Monroe and Traverse City are two locations for HomeTown Pharmacies’ compounding labs, along with two in Indiana. The labs do no sterile compounding but instead provide medications such as capsules, creams and suppositories for uses such as at hospices and for procedures such as hormone replacement therapy. Compounding allows physicians to customize prescriptions for a particular individual.
Replenishing Stores
HomeTown Pharmacy sends out its own box truck and several trucks and trailers once or twice a month to its stores – which average approximately 4,500 square feet in size – to replenish front-end merchandise, which is stored in the company’s 14,000- square-foot distribution center in Newaygo. McKesson is Hometown Pharmacy’s primary wholesaler for a large majority of the approximately 2,000 prescription drugs each store carries.
“QS/1 is our pharmacy processing system that tells us what is on-hand at every store and generates our drug orders based on reorder points,” Grice explains. “SureCost helps analyze who’s using what and assists in making the best purchase for each product. QS/1 is the primary partner for helping us manage our inventory.”
HomeTown Pharmacy advertises most on television, then print with direct mailers, coupons and catalogs. It also markets over radio and social media. “We do quite a bit with Google, Yelp and the different search domains,” Grice says.
For the future, Grice foresees additional expansion within the Midwest. “Our greatest challenge will be personnel – making sure we have the proper management in place at those stores,” he says. “We’ve got a very strong HR department. We’ve been able to attract and maintain very strong people in our workforce.”

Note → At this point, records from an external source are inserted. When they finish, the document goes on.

PR #87, opened 2022-08-12
A tactic which automates reasoning about the state_update function

wkolowski:
I noticed that there are some clear patterns when reasoning about the `state_update` function from `Composition.v`. Namely, if the indices are equal, we `rewrite state_update_eq`, when they are not we `rewrite state_update_neq` and when we don't know, we do `destruct (decide (i = j)); subst` and then we `rewrite` accordingly.

This often causes the nesting level of the proof to increase by 1, which makes proofs less readable. So maybe it's a good idea to have a tactic for this?

### DIFF
--- a/theories/VLSM/Core/Composition.v
+++ b/theories/VLSM/Core/Composition.v
@@ -843,7 +843,7 @@ End sec_composite_vlsm.
 End VLSM_composition.
 
 (**
-  A nice little tactic for dealing with [state_update].
+  Hint database and tactic for dealing with updates and lifting via [state_update].
 *)
 
 Create HintDb state_update.
@@ -857,9 +857,6 @@ Create HintDb state_update.
 
 Ltac state_update_simpl :=
   autounfold with state_update in *; autorewrite with state_update in *.
-
-Ltac state_update i j :=
-  destruct (decide (i = j)); subst; state_update_simpl.
 
 (**
    These basic projection lemmas relate
--- a/theories/VLSM/Core/Composition.v
+++ b/theories/VLSM/Core/Composition.v
@@ -1675,7 +1675,7 @@ Proof.
   rewrite Heq_s in Heqs at 1; clear Heq_s.
   specialize (unique_transition_to_state Ht1 Ht2) as Heq;
     destruct_and! Heq; subst; repeat split.
-  extensionality j; destruct (decide (i = j)); [by subst |].
+  extensionality j; state_update i j; [done |].
   apply f_equal with (f := fun s => s j) in Heqs.
   by state_update_simpl.
 Qed.
--- a/theories/VLSM/Core/Composition.v
+++ b/theories/VLSM/Core/Composition.v
@@ -843,6 +843,27 @@ End sec_composite_vlsm.
 End VLSM_composition.
 
 (**
+  A nice little tactic for dealing with [state_update].
+*)
+Ltac state_update_simpl :=
+repeat match goal with
+| |- context [state_update _ _ ?i _ ?i] => rewrite (state_update_eq _ _ i)
+| Heq : ?i <> ?j |- context [state_update _ _ ?i _ ?j] =>
+  rewrite (state_update_neq _ _ i _ j) by done
+| Heq : ?j <> ?i |- context [state_update _ _ ?i _ ?j] =>
+  rewrite (state_update_neq _ _ i _ j) by done
+| H : context [state_update _ _ ?i _ ?i] |- _ => rewrite (state_update_eq _ _ i) in H
+| Heq : ?i <> ?j, H : context [state_update _ _ ?i _ ?j] |- _ =>
+  rewrite (state_update_neq _ _ i _ j) in H by done
+| Heq : ?j <> ?i, H : context [state_update _ _ ?i _ ?j] |- _ =>
+  rewrite (state_update_neq _ _ i _ j) in H by done
+(*   | |- context [state_update _ _ ?i _ ?j] => destruct (decide (i = j)); subst *)
+end.
+
+Ltac state_update i j :=
+  destruct (decide (i = j)); subst; state_update_simpl.
+
+(**
    These basic projection lemmas relate
    the [valid_state_prop] and [input_valid_transition] of
    a composite VLSM back to those conditions holding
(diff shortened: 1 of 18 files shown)


palmskog (changes requested):
I'm sympathetic to the idea of domain-specific rewriting automation. However, the custom tactic is basically just applying rewrites. A more disciplined and maintainable way to do this is to use *named* rewriting databases (`Hint Rewrite my_eq : my_db`) and for example the [autorewrite](https://coq.inria.fr/refman/proofs/automatic-tactics/auto.html#coq:tacn.autorewrite) tactic.

wkolowski:
@palmskog Yes, `autorewrite` seems a bit better here, as in later modules there are some new lemmas about particular incarnations of `state_update`. I will refactor this refactoring to use it, but it can make this refactoring take a lot more time.

palmskog:
@wkolowski since this looks like pure refactoring PR (no new results), it's fine by me if it takes time (and it shouldn't affect anything else). You might consider marking the PR as a WIP until you change it to use rewriting databases.

theories/VLSM/Core/Composition.v
```diff
@@ -842,6 +842,25 @@ End sec_composite_vlsm.
 
 End VLSM_composition.
 
+(**
+  A nice little tactic for dealing with [state_update].
```
palmskog, line 846:
```suggestion
  Hint database and tactic for dealing with updates and lifting via [state_update].
```

theories/VLSM/Core/Composition.v
```diff
@@ -842,6 +842,25 @@ End sec_composite_vlsm.
...
+
+#[export] Hint Unfold lift_to_composite_state : state_update.
+#[export] Hint Unfold lift_to_composite_state' : state_update.
+
+Ltac state_update_simpl :=
+  autounfold with state_update in *; autorewrite with state_update in *.
+
+Ltac state_update i j :=
+  destruct (decide (i = j)); subst; state_update_simpl.
+
```
palmskog, line 863: I don't see the point of introducing this tactic. It basically just composes two standard tactic calls with an automation tactic. I think this only obscures what is going on in proofs and will make them harder to maintain.
```suggestion
```

theories/VLSM/Core/Composition.v
```diff
@@ -1660,9 +1673,9 @@ Proof.
   rewrite Heq_s in Heqs at 1; clear Heq_s.
   specialize (unique_transition_to_state Ht1 Ht2) as Heq;
     destruct_and! Heq; subst; repeat split.
-  extensionality j; destruct (decide (i = j)); [by subst |].
+  extensionality j; state_update i j; [done |].
```
palmskog, line 1676: Here is a case in point of why the `state_update` tactic is more trouble than it's worth: instead of a regular case analysis with a substitution, we are now running a powerful and possibly long-running tactic under the hood.

palmskog (changes requested):
The rewrite database and the `state_update_simpl` tactic is good. But I completely disagree about the `state_update` tactic. In particular, several easy proofs were given *more* automation.

theories/VLSM/Core/Composition.v
wkolowski: Ok, maybe you are right, especially that `state_update_simpl` is not a succeed-or-fail kind of tactic. I'll remove `state_update i j`.

theories/VLSM/Core/Equivocators/Composition/EquivocatorsCompositionProjections.v
```diff
@@ -28,6 +28,8 @@ Context {message : Type}
   (PreFree := pre_loaded_with_all_messages_vlsm Free)
   .
 
+Hint Unfold equivocator_descriptors_update : state_update.
```
palmskog, line 31: Please ensure that all new `Hint` have a locality (probably `#[export]` for all of them).
```suggestion
#[export] Hint Unfold equivocator_descriptors_update : state_update.
```

theories/VLSM/Core/Equivocators/Equivocators.v
```diff
@@ -446,6 +446,23 @@ Proof.
   lia.
 Qed.
 
+Hint Rewrite @equivocator_state_update_size : state_update.
```
palmskog, line 449: It worries me a lot to see a database with 20+ rewriting lemmas, this can lead to significant slowdowns with `autorewrite` (recall that it tries *everything* repeatedly). How about instead creating different databases for each "type" of update, such as `equivocator_state_update`?

palmskog (changes requested):
This is a clear step in the right direction, but at the minimum, all `Hint`s must have locality. I also worry a lot about the size of rewrite databases.

theories/VLSM/Core/Equivocators/Composition/EquivocatorsCompositionProjections.v
wkolowski: Umm, this is inside a `Section`, so I guess your locality is incorrect here. If I recall correctly, all `Hint`s I added outside `Section`s are `#[export]`, and the ones inside sections have no locality given.

palmskog: But if it's indeed inside a section, you should add `#[local]` to indicate that. The point is that we want explicit locality for all `Hint`, no matter if it's `#[export]` or not.

wkolowski: Ok, I'll add them.

theories/VLSM/Core/Equivocators/Equivocators.v
wkolowski: 14 of these 20+ are a matter of a single file (`Equivocators.v`), so it's probably less bad than it sounds. Also, from my experience, there are maybe 1 or 2 places where there was some slowdown, but these were chains of 10 or 20 tactics which probably should be refactored anyway.

Also, I think the separation might not be that easy to achieve, since these various flavors of `state_update` are somewhat interdependent. Maybe we should just have a separate tactic for `equivocator_state_update` if that's possible?

palmskog: Yes, the main issue might be with equivocator state updates. I think a separate `equivocator_state_update_simpl` tactic might be a good idea, to separate at least to some extent by the domain. Recall that one can configure `autorewrite` with multiple databases.

palmskog (approved):
I think it all looks reasonable now, even if the duplicated hints (local vs export) are a bit unfortunate.

theories/VLSM/Core/Equivocators/Equivocators.v
```diff
@@ -446,6 +446,27 @@ Proof.
   lia.
 Qed.
 
+#[local] Hint Rewrite @equivocator_state_update_size : equivocator_state_update.
```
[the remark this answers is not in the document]
wkolowski: Right, the manual proofs look shorter than the `Hint` base needed to automate them.

traiansf:
A quite nice and elegant solution. Thanks @wkolowski  and @palmskog for making it happen.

Grice also targets hitting an average of 5 percent to 7 percent growth every year. “Some years we hit 15 percent, some years we hit 4 percent,” he reports. “We simply strive to achieve continuous growth, based on opportunities that exist or are created.”
He attributes the success of HomeTown Pharmacy to the company’s culture and beliefs. “We are people-focused; No. 1 on our customer, but then as a corporate office, our customers are our people – our employees,” Grice insists. “We always put that first when evaluating decisions. What is going to be best for the patron that walks through our door and the employee?”
Grice also cites determination as key to success. “As I’ve sat back over the years and watched my dad, uncle and grandpa, Fred Grice Sr., it is a commitment to getting up and going after it every day – not getting down or not getting too up – just being determined to continue to grow the business,” Grice concludes. He also credits the employees. “You can’t do all these things without fantastic people, and I truly believe we are blessed with some of the best people working for this company.”